It is well established that both the $\pm$-connections and the BKM metric
are limiting cases of the more general class of $\alpha$-connections and
Wigner-Yanase-Dyson metrics.
The present paper extends the uniqueness result mentioned above for this
more general class. Namely, for each value of $\alpha \in (-1,1)$, we
prove that the only monotone metrics for which the $\pm\alpha$-
connections are mutually dual are scalar multiples of the
Wigner-Yanase-Dyson metric.
|
July 5 - 10.50-11.40
H.Hasegawa
- On the Dual Geometry of Wigner-Yanase-Dyson Information Quantities
Wigner-Yanase-Dyson conjecture appeared about forty years ago as a subject
of mathematical physics concerning the convexity of a matrix-valued
information quantity. Lieb gave an affirmative answer to the conjecture
in 1973 in the more general context of operator algebras. Another proof of
the so-called Wigner-Yanase-Dyson-Lieb concavity was given by Uhlmann in
1977. What interests us about this well-established subject is its
information-geometrical significance: it provides us with a typical
example of quantum Fisher information, and furthermore this example
carries Amari's concept of duality. In the present talk I wish to show
that this concept: (a) enables us to sharpen Petz's classification theorem
of monotone metrics; (b) characterizes the associated quasi-entropy; (c)

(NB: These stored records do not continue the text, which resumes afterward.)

PR #35539, opened 2026-05-01
fix(js): use TypeScript readConfigFile instead of JSON.parse in resolvePathsBaseUrl

### LINKED ISSUE #35537: Regression (22.7.0): resolvePathsBaseUrl uses JSON.parse — breaks on tsconfig files with // comments (JSONC)
## Current Behavior

After upgrading from Nx 22.6.5 to 22.7.1, all Angular buildable library builds fail with `TS2307: Cannot find module'@workspace/lib-name'` for workspace dependencies. The TypeScript path mappings are resolved relative to the **project directory** instead of the **workspace root**.

## Expected Behavior

Buildable library builds should resolve workspace dependencies correctly, as they did in 22.6.5 and earlier.

## Root Cause

PR #34965 introduced `resolvePathsBaseUrl()` in `packages/js/src/utils/typescript/ts-config.ts`. This function walks the tsconfig `extends` chain using `JSON.parse(readFileSync(...))` to find where `paths` is defined and what `baseUrl` applies.

**Problem**: `JSON.parse` cannot handle `//` comments (JSONC), which are extremely common in tsconfig files. When parsing fails, the `catch` block silently skips the file, **breaking the extends chain walk**. The function never reaches `tsconfig.base.json` (where `paths` and `baseUrl` are defined), so it falls back to the project's own directory as the resolution base.

This produces incorrect path mappings like:
```
"@workspace/data-layer": ["{workspaceRoot}/libs/my-lib/dist/libs/data-layer"]
```
instead of:
```
"@workspace/data-layer": ["{workspaceRoot}/dist/libs/data-layer"]
```

## Reproduction

Any Nx workspace with:
1. Multiple buildable Angular libraries with cross-dependencies
2. A shared intermediate tsconfig (e.g., `libs/tsconfig.json`) in the `extends` chain that contains a `//` comment

Example `libs/tsconfig.json`:
```json
{
  "extends": "../tsconfig.json",
  "compilerOptions": {
    // TODO: fix this later
    "strictPropertyInitialization": false
  }
}
```

Each lib's `tsconfig.json` extends `"../tsconfig.json"` → which extends `"../tsconfig.json"` (the shared one with the comment) → which extends `"tsconfig.base.json"` (where `paths` + `baseUrl` live).

The `JSON.parse` failure on the commented file breaks the chain, so `resolvePathsBaseUrl` returns the lib directory instead of the workspace root.

## Suggested Fix

Use TypeScript's `readConfigFile` (which handles JSONC) instead of `JSON.parse`:

```typescript
// packages/js/src/utils/typescript/ts-config.ts — resolvePathsBaseUrl()

// Before:
const raw = JSON.parse(readFileSync(absolute, 'utf-8'));

// After:
const ts = require('typescript');
const { config: raw } = ts.readConfigFile(absolute, ts.sys.readFile);
```

This is the same approach already used by the `readTsConfig` function in the same file. The same fix should be applied to the duplicated version in `register.ts` (mentioned in PR #34965).

## Environment

- Nx: 22.7.1
- @nx/angular: 22.7.1
- Angular: 21+
- Node: 22.x

## Workaround

Remove all `//` comments from tsconfig files in the extends chain between the project and the root `tsconfig.base.json`.

### LINKED ISSUE #35824: Buildable libs fail with TS2307 in 22.7.x: resolvePathsBaseUrl uses strict JSON.parse on JSONC tsconfigs, breaking the extends chain and mis-resolving dependency output paths
## Current Behavior

Since **22.7.0**, building a buildable Angular/TS library (`@nx/angular:ng-packagr-lite`, also affects `@nx/js:tsc`) that depends on another buildable workspace library fails with:

```
error TS2307: Cannot find module '@scope/dep' or its corresponding type declarations.
```

even though:
- the project graph edge to the dependency is correct,
- the dependency builds successfully into `dist/`,
- the `@scope/*` path alias exists in `tsconfig.base.json` and points to a real source file.

This regressed in **22.7.0** and is still present in **22.7.5** (current latest). `22.6.5` works.

## Root Cause

The buildable-libs path remapping in `@nx/js` is producing wrong absolute paths for buildable dependency outputs.

`createTmpTsConfig` → `readTsConfigWithRemappedPaths` (`packages/js/src/utils/buildable-libs-utils.ts`) now resolves each `paths` entry to an absolute path using `resolvePathsBaseUrl(originalTsConfig)`, introduced in 22.7.0 to drop reliance on `baseUrl` ahead of its removal in TS 7:

```ts
const pathsBase = resolvePathsBaseUrl(normalizedTsConfig);
for (const key of Object.keys(paths)) {
  paths[key] = paths[key].map((p) =>
    isAbsolute(p) ? p : resolve(pathsBase, p.replace(/^\.\//, '')).replace(/\\/g, '/')
  );
}
```

`resolvePathsBaseUrl` (`packages/js/src/utils/typescript/ts-config.ts`) walks the tsconfig `extends` chain to find the applicable `baseUrl`, **reading each file with strict `JSON.parse`**:

```ts
const raw = JSON.parse(readFileSync(absolute, 'utf-8'));   // throws on JSONC
// ...
catch { /* skip unreadable files */ }                       // swallows the throw, drops the link
```

Nx's own generated tsconfigs are **JSONC** (comments and trailing commas). A standard generated `tsconfig.lib.json` contains:

```jsonc
"compilerOptions": {
  "types": [],   // <- trailing comma
},
```

`JSON.parse` throws on that trailing comma, the empty `catch {}` swallows it, and that link of the `extends` chain is silently dropped. The walk therefore never reaches `tsconfig.base.json` (where `paths` and `baseUrl: "."` are defined), so no `baseUrl` is found and the function hits its fallback:

```ts
return pathsIndex >= 0 ? chain[pathsIndex].dir : dirname(resolve(tsconfigPath));
```

→ it returns the **project directory** instead of the **workspace root**.

`updatePaths` emits buildable-dependency outputs as workspace-root-relative (`dist/libs/shared/dep`). Resolving those against the project dir produces a path that does not exist:

```
got:      <root>/libs/shared/data-access/consumer/dist/libs/shared/dep   (does not exist)
expected: <root>/dist/libs/shared/dep
```

Confirmed via `NX_VERBOSE_LOGGING_PATH_MAPPINGS=true`, which prints the alias mapped to the wrong project-relative absolute path.

## Expected Behavior

`resolvePathsBaseUrl` should read tsconfig files as JSONC (comments + trailing commas), consistent with how the rest of Nx and the TS compiler read tsconfigs (e.g. `ts.readConfigFile` / `@nx/devkit`'s `parseJson` / `stripJsonComments`). The `extends` chain should resolve to `tsconfig.base.json`, find `baseUrl`, and produce workspace-root-relative absolute paths — matching 22.6.x behavior.

## Suggested Fix

Replace the strict `JSON.parse(readFileSync(...))` in `resolvePathsBaseUrl` with a JSONC-tolerant read (the same mechanism already used elsewhere in Nx to read tsconfigs). The silent `catch {}` is also masking the failure and should not be relied upon for control flow.

## GitHub Repo

No public minimal repo yet — can provide on request. Reproduces in any workspace matching the steps below.

## Steps to Reproduce

1. Nx workspace with two buildable libs where lib A imports lib B via a `@scope/*` path alias (`@nx/angular:ng-packagr-lite` or `@nx/js:tsc`).
2. Keep the default trailing comma / comments in the generated `tsconfig.lib.json` (the Nx default).
3. `nx build A --configuration=production --skip-nx-cache` → `error TS2307: Cannot find module '@scope/b'`.
4. Downgrade `nx` + `@nx/*` to `22.6.5` and rebuild → succeeds.

## Version boundary

| `@nx/js` version | `resolvePathsBaseUrl` present | buildable lib build |
|---|---|---|
| 22.6.5 | no | works |
| 22.7.0 | **yes (introduced)** | TS2307 |
| 22.7.5 (latest) | yes | TS2307 |

## Nx Report

```
Nx: 22.7.0 – 22.7.5 (regression from 22.6.5)
@nx/angular: 22.7.5 (ng-packagr-lite executor)
Angular: 21.1.1, ng-packagr: 21.1.0
TypeScript: 5.9.2
Node: 24.16.0, pnpm: 11.4.0
OS: macOS (darwin arm64)
Package manager: pnpm (non-workspace; @scope/* resolved purely via tsconfig.base.json paths)
```

## Failure Logs

```
error TS2307: Cannot find module '@scope/dep' or its corresponding type declarations.

import { Foo } from '@scope/dep';
                     ~~~~~~~~~~~~
```

aqeelat:
## Current Behavior

`resolvePathsBaseUrl` in `packages/js/src/utils/typescript/ts-config.ts` walks the tsconfig `extends` chain using `JSON.parse(readFileSync(...))` to find where `paths` is defined. `JSON.parse` cannot handle `//` or `/* */` comments (JSONC), which are extremely common in tsconfig files. When parsing fails, the `catch` block silently skips the file, breaking the extends chain walk. The function never reaches `tsconfig.base.json` (where `paths` and `baseUrl` are defined), so it falls back to the project's own directory as the resolution base, producing incorrect path mappings like `{workspaceRoot}/libs/my-lib/dist/libs/data-layer` instead of `{workspaceRoot}/dist/libs/data-layer`.

This is a regression introduced in v22.7.0 by PR #34965.

## Expected Behavior

Buildable library builds should resolve workspace dependencies correctly, even when tsconfig files in the extends chain contain JSONC comments (`//` or `/* */`). The fix uses TypeScript's `readConfigFile` (which handles JSONC) — the same approach already used by `readTsConfig` in the same file.

## Related Issue(s)

Fixes #35537
Fixes #35824

### DIFF
--- a/packages/js/src/utils/typescript/ts-config.ts
+++ b/packages/js/src/utils/typescript/ts-config.ts
@@ -1,5 +1,5 @@
 import { offsetFromRoot, Tree, updateJson, workspaceRoot } from '@nx/devkit';
-import { existsSync, readFileSync } from 'fs';
+import { existsSync } from 'fs';
 import { dirname, isAbsolute, join, resolve } from 'path';
 import type * as ts from 'typescript';
 import { ensureTypescript } from './ensure-typescript';
@@ -120,13 +120,20 @@ function ensureRelativePath(p: string): string {
  * tsconfig that defines `paths`.
  */
 export function resolvePathsBaseUrl(tsconfigPath: string): string {
+  if (!tsModule) {
+    tsModule = require('typescript');
+  }
+
   const chain: { dir: string; raw: any }[] = [];
   const queue: string[] = [tsconfigPath];
   while (queue.length > 0) {
     const absolute = resolve(queue.shift()!);
     const dir = dirname(absolute);
     try {
-      const raw = JSON.parse(readFileSync(absolute, 'utf-8'));
+      const { config: raw } = tsModule.readConfigFile(
+        absolute,
+        tsModule.sys.readFile
+      );
       chain.push({ dir, raw });
       const exts: string[] = raw.extends
         ? Array.isArray(raw.extends)
--- a/packages/js/src/utils/typescript/ts-config.ts
+++ b/packages/js/src/utils/typescript/ts-config.ts
@@ -1,4 +1,10 @@
-import { offsetFromRoot, Tree, updateJson, workspaceRoot } from '@nx/devkit';
+import {
+  offsetFromRoot,
+  readJsonFile,
+  Tree,
+  updateJson,
+  workspaceRoot,
+} from '@nx/devkit';
 import { existsSync } from 'fs';
 import { dirname, isAbsolute, join, resolve } from 'path';
 import type * as ts from 'typescript';
@@ -120,20 +126,13 @@ function ensureRelativePath(p: string): string {
  * tsconfig that defines `paths`.
  */
 export function resolvePathsBaseUrl(tsconfigPath: string): string {
-  if (!tsModule) {
-    tsModule = require('typescript');
-  }
-
   const chain: { dir: string; raw: any }[] = [];
   const queue: string[] = [tsconfigPath];
   while (queue.length > 0) {
     const absolute = resolve(queue.shift()!);
     const dir = dirname(absolute);
     try {
-      const { config: raw } = tsModule.readConfigFile(
-        absolute,
-        tsModule.sys.readFile
-      );
+      const raw = readJsonFile(absolute);
       chain.push({ dir, raw });
       const exts: string[] = raw.extends
         ? Array.isArray(raw.extends)
--- a/packages/js/src/utils/typescript/ts-config.spec.ts
+++ b/packages/js/src/utils/typescript/ts-config.spec.ts
@@ -206,6 +206,38 @@ describe('resolvePathsBaseUrl', () => {
     );
   });
 
+  it('should handle tsconfig files with // comments (JSONC) in extends chain', () => {
+    tempFs.createFileSync(
+      'tsconfig.base.json',
+      JSON.stringify({
+        compilerOptions: {
+          baseUrl: '.',
+          paths: { '@lib/*': ['libs/*/src/index.ts'] },
+        },
+      })
+    );
+    tempFs.createFileSync(
+      'tsconfig.intermediate.json',
+      `{
+  "extends": "./tsconfig.base.json",
+  "compilerOptions": {
+    // TODO: fix this later
+    "strictPropertyInitialization": false
+  }
+}`
+    );
+    tempFs.createFileSync(
+      'project/tsconfig.json',
+      JSON.stringify({
+        extends: '../tsconfig.intermediate.json',
+      })
+    );
+
+    expect(
+      resolvePathsBaseUrl(join(tempFs.tempDir, 'project', 'tsconfig.json'))
+    ).toBe(tempFs.tempDir);
+  });
+
   it('should return tsconfig directory when no paths or baseUrl exist', () => {
     tempFs.createFileSync(
       'tsconfig.json',


packages/js/src/utils/typescript/ts-config.ts
```diff
@@ -120,13 +120,20 @@ function ensureRelativePath(p: string): string {
...
   const queue: string[] = [tsconfigPath];
   while (queue.length > 0) {
     const absolute = resolve(queue.shift()!);
     const dir = dirname(absolute);
     try {
-      const raw = JSON.parse(readFileSync(absolute, 'utf-8'));
+      const { config: raw } = tsModule.readConfigFile(
+        absolute,
+        tsModule.sys.readFile
+      );
```
leosvelperez: Let's avoid loading `typescript`, which is a heavy operation and what this code was trying to avoid in the first place. Some prior call places might already load it, but let's reduce the risk of doing it unnecessarily. We can use the `readJsonFile` helper from `@nx/devkit` that supports comments: 
```suggestion
      const raw = readJsonFile(absolute);
```

leosvelperez (changes requested):
Thanks for the contribution! Left one request to avoid loading `typescript` where it's not strictly needed for perf reasons.

vietd24-philips:
@aqeelat any updates here?

leosvelperez (approved):
Thank you!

introduces naturally (in the framework of matrix analysis) a connection
that conforms to Amari's dual connection.
|
July 3 - 10.50-11.40
S.Ikeda, T. Tanaka, S. Amari
- Information Geometry of Turbo Codes and Low-density Parity-Check Codes
Since the proposal of turbo codes in 1993, many studies have appeared on
this simple and new error correcting codes which give a powerful and
practical method for error correction. The essential point of turbo codes
is
their iterative decoding algorithm, however, the main properties of the
decoding algorithm which have been so far obtained
are mostly empirical. The essence of the turbo decoding has not been
fully
understood theoretically.
Except for the experimental studies, a clue has been sought in other
iterative methods, which are closely related to turbo codes. One of the
methods is another class of error correcting codes called low-density
parity-check (LDPC) codes, which was originally proposed by Gallager in
1960's. Related ideas are found even in different
fields, one is in artificial intelligence and another in statistical
physics. McEliece et al. showed that the turbo decoding algorithm is
equivalent to the belief propagation, applied to a belief diagram with
loops, MacKay showed that LDPC codes are also equivalent to the belief
propagation, while Kabashima and Saad showed that the iterative process
of
Bethe approximation in statistical physics is the same as that of the
belief
propagation. However, the efficiencies of these
methods are also a sort of mystery, and they didn't help us clarify the
mathematical structure of turbo codes.
In this presentation, we focus on the turbo and the LDPC decoding and
investigate the mathematical structure of the iterative decoding methods
from the information geometrical viewpoint. We first formulate the
problem
of the error correcting codes as an m--projection of a given distribution
to
an e--flat submanifold which consists of
factorizable distributions. Since the exact m--projection is usually
computationally intractable, it is approximated through iterative
algorithms. We also express the turbo and the LDPC decoding algorithm as
the
combination of an m--projection and an e--projection.
|
July 4 - 16.40-17.30
A. Jencova
- Information geometry in the standard representation of matrix spaces
The algebra of operators acting on a Hilbert space is standardly
represented on the space W of Hilbert-Schmidt
operators. The aim of the present contribution is to show how (in finite
dimensions) the basic structures
of quantum information geometry are lifted to W. It was shown by Dittmann
and Uhlmann that the monotone
Riemannian metrics are related to certain real vector subspaces in W. We
show that there is a natural duality of such subspaces, which suggests a
duality of the corresponding metrics. We also introduce dual parallel
transports, related to the exponential and mixture connections. As
examples, we treat the smallest (Bures) and the largest monotone metric
and the smallest WYD metric. In these cases, we also show that the
corresponding one-dimensional exponential families are related to positive
cones in W.
|
July 2 - 14.30-15.20
P. Jupp
- Yoke Geometry in Parametric Inference
A basic structure in the differential-geometric approach to higher-order
statistical asymptotics is that of a yoke. The role of yoke geometry will
be illustrated by three topics:
(i) cubic modifications of score tests,
(ii) parameterisation-invariant versions of Wald tests,
(iii) modifications of likelihood functions.
|
July 2 - 10.50-11.40
F. Komaki
- Information Geometry of Statistical Prediction
Bayesian predictive distributions are investigated from the viewpoint of
information geometry.
Kullback-Leibler divergence from the true distribution to a predictive
distribution is adopted as a loss function.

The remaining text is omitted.